Aims: RET-mutations occur in ~60% of MTC and RET-fusions in ~10-20% of PTC patients1,2. Given limited research into MTC and PTC in Australia, this study describes RET-alteration testing and treatment patterns for these patients in Australia.
Methods: Data were drawn from the Adelphi Real World Thyroid Cancer Disease Specific Programme™, a cross-sectional retrospective survey of physicians and their patients, conducted between September 2021 – February 2022. Medical records were descriptively analysed for physicians’ next five presenting advanced thyroid cancer patients.
Results: Data from 22 of 30 targeted Australian physicians were collected. Physicians abstracted medical records for 28 MTC and 81 PTC patients. 50 (45-65) and 50 (38-65) years for MTC and PTC, respectively.

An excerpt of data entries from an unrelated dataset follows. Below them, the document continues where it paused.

PR #1413, opened 2024-06-22
Fix missing license files in the released gix-testtools crate

musicinmybrain:
The contents of `tests/tools/` are released as https://crates.io/crates/gix-testtools, so license-file symlinks are needed to ensure the license texts are distributed.

PR #1591, opened 2024-09-11
In gix-testtools, use `ignore` and `index` via `gix_worktree`

EliahKagan:
This removes the `gix-ignore` and `gix-index` direct dependencies of `gix-testtools`, by having `gix_testtools` use them through `gix-worktree`, accessing `gix_worktree::ignore` for `gix_ignore` and `gix_worktree::index` for `gix_index`.

The rationale is that various other `gix-*` dependencies were used this way already, and also that this specific change appears to have been planned, based on the TODO comment in ddaacda (#1413).

Just in case this were to have unanticipated ramifications, I've rerun the full test suite, after `gix clean -xde`, both with and without `GIX_TESTS_IGNORE_ARCHIVES=1`, locally on Ubuntu 22.04 LTS and Windows 10.

([On Windows 10](https://gist.github.com/EliahKagan/1aa24e5ba916ede6c9a1788d08c10aff) without using pre-generated archives, there are failures, but the failures are the same as in #1358 and https://github.com/Byron/gitoxide/issues/1358#issuecomment-2342635661 in [this gist](https://gist.github.com/EliahKagan/1ff070df2c144f26ffacc7c73ff14143), indicating that the changes in this PR have not broken Windows either.)

### DIFF
--- a/Cargo.lock
+++ b/Cargo.lock
@@ -2577,8 +2577,6 @@ dependencies = [
  "fs_extra",
  "gix-discover 0.32.0",
  "gix-fs 0.11.3 (registry+https://github.com/rust-lang/crates.io-index)",
- "gix-ignore 0.11.4 (registry+https://github.com/rust-lang/crates.io-index)",
- "gix-index 0.33.1",
  "gix-lock 14.0.0 (registry+https://github.com/rust-lang/crates.io-index)",
  "gix-tempfile 14.0.2 (registry+https://github.com/rust-lang/crates.io-index)",
  "gix-worktree 0.34.1",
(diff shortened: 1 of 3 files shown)


EliahKagan:
The linked gists relate to https://github.com/Byron/gitoxide/issues/1358#issuecomment-2342635661.

(This comment is a workaround for https://github.com/orgs/community/discussions/138229, since cross-linking seems valuable here. I will hide this comment almost immediately.)

Byron (approved):
Thanks a lot for all this cleanup, it's much appreciated!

89% (n=25) of MTC and 5% (n=4) of PTC patients were tested for RET mutation and RET fusion respectively. Of RET mutation-tested MTC patients, 68% were tested using Next-Generation Sequencing (NGS), 28% using Polymerase Chain Reaction; the rest were unknown. 52% of tested MTC patients were RET-mutation-positive. Three RET fusion-tested PTC patients were tested with FISH, one with NGS. All RET fusion-tested PTC patients were RET-fusion negative.

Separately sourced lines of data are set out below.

PR #1594, opened 2024-09-14
Improve comments in a couple private functions

EliahKagan:
This tiny PR has some comment edits that I would ideally have included in previous PRs but didn't notice the need for at the time, and that don't seem like they are particularly suited to any other PRs I would likely make in the next couple days. So I'm opening this for them.


Byron (approved):
Thanks a lot!
I am also looking forward to the other PRs.

Issue #463, opened 2022-07-19
WASM support


Byron:
The ability to compile to `--target WASM`. Here we track what's needed to make this happen as well as the progress thus far.

### Tasks

Analysis TBD.

dzmitry-lahoda:
you may consider support of `no_std`(it is the proper way to do wasm rather than just compile to target). afaik embedded and blockchain targets are `no_std`  and these (wasm stems from being no_std

dzmitry-lahoda:
on top of allowing in-browser ide to work better, this feature will allow more secure software release and dependency verifications. (there is version of `git` in blockchain)

dzmitry-lahoda:
after no_std is done for core libs, can support `wasi` (os/fs interface of some no_std hosts). that is separate task.

uberroot4:
Hi @Byron, as there was not much effort/interest in this issue the last two years I want to ask if there are any plans currently?
Looking at the list of crates to be fixed, are they still up-to-date? As there was much change since opening the issue, I assume it is not exhaustive anymore?

I executed `cargo tree` in the `gix` package and tried to come up with a bottom-up list to identify an order of the crates to be fixed:
- [ ] gix-hash
- [ ] gix-validate
- [ ] gix-trace
- [ ] gix-tempfile
- [ ] gix-utils
- [ ] gix-actor
- [ ] gix-date
- [ ] gix-chunk
- [ ] gix-config-value
- [ ] gix-quote
- [ ] gix-features
- [ ] gix-path
- [ ] gix-sec
- [ ] gix-fs
- [ ] gix-traverse
- [ ] gix-object
- [ ] gix-attributes
- [ ] gix-index
- [ ] gix-commitgraph
- [ ] gix-ref
- [ ] gix-discover
- [ ] gix-revwalk
- [ ] gix-credentials
- [ ] gix-archive
- [ ] gix-diff
- [ ] gix-hashtable
- [ ] gix-ignore
- [ ] gix-config
- [ ] gix-filter
- [ ] gix-odb
- [ ] gix-pack
- [ ] gix-negotiate
- [ ] gix-worktree
- [ ] gix-pathspec
- [ ] gix-mailmap
- [ ] gix-command
- [ ] gix-revision
- [ ] gix-status
- [ ] gix-url
- [ ] gix-refspec
- [ ] gix-dir
- [ ] gix-merge
- [ ] gix-submodule
- [ ] gix-worktree-state
- [ ] gix-worktree-stream
[...]

PR #1600, opened 2024-09-21
Implemented `is_path_owned_by_current_user` for wasi.

Earthmark:
Not that it's doing very much when wasi doesn't have a concept of current user.

For more context:

* Wasi filesystems: https://github.com/WebAssembly/wasi-filesystem/blob/main/wit/types.wit
  * File stat doesn't include a user ID.
* Wasi CLI: https://github.com/WebAssembly/wasi-cli/tree/main/wit
  * I have yet to find any reference to a user.

Emscripten does have a concept of user, so this isn't a valid solution for that target.

This is part of trying to get this to build with wasi as a build target, AKA: https://github.com/Byron/gitoxide/issues/463

This gets gix-sec building for wasi.


Earthmark:
Technically this helps with https://github.com/Byron/gitoxide/issues/463

Earthmark:
It turns out the `wasm32-unknown-emscripten` target already builds successfully for gix-sec.

I don't know if `wasm32-unknown-unknown` is a valid target, I don't believe that target has a concept of file IO, let alone users.

Byron (approved):
Thanks a lot!

I think this should work and I have added a (hopefully working) test that will validate that.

First line (1L) advanced systemic treatment was commonly managed by medical oncologists for MTC (72%) and endocrinologists or medical oncologists (36%, 34%) for PTC patients. 75% of MTC and 83% of PTC patients underwent surgery for advanced disease. At the time of data collection, 36% of MTC and 28% of PTC patients had received or were receiving 1L drug treatment; 40% of MTC patients received cabozantinib and 78% of PTC patients received lenvatinib.
Conclusion: Although most MTC patients were tested for RET mutation, PTC patients were rarely tested for RET fusion. As RET-targeted therapies could soon become available in Australia, testing must occur to identify patients who are likely to clinically benefit from them.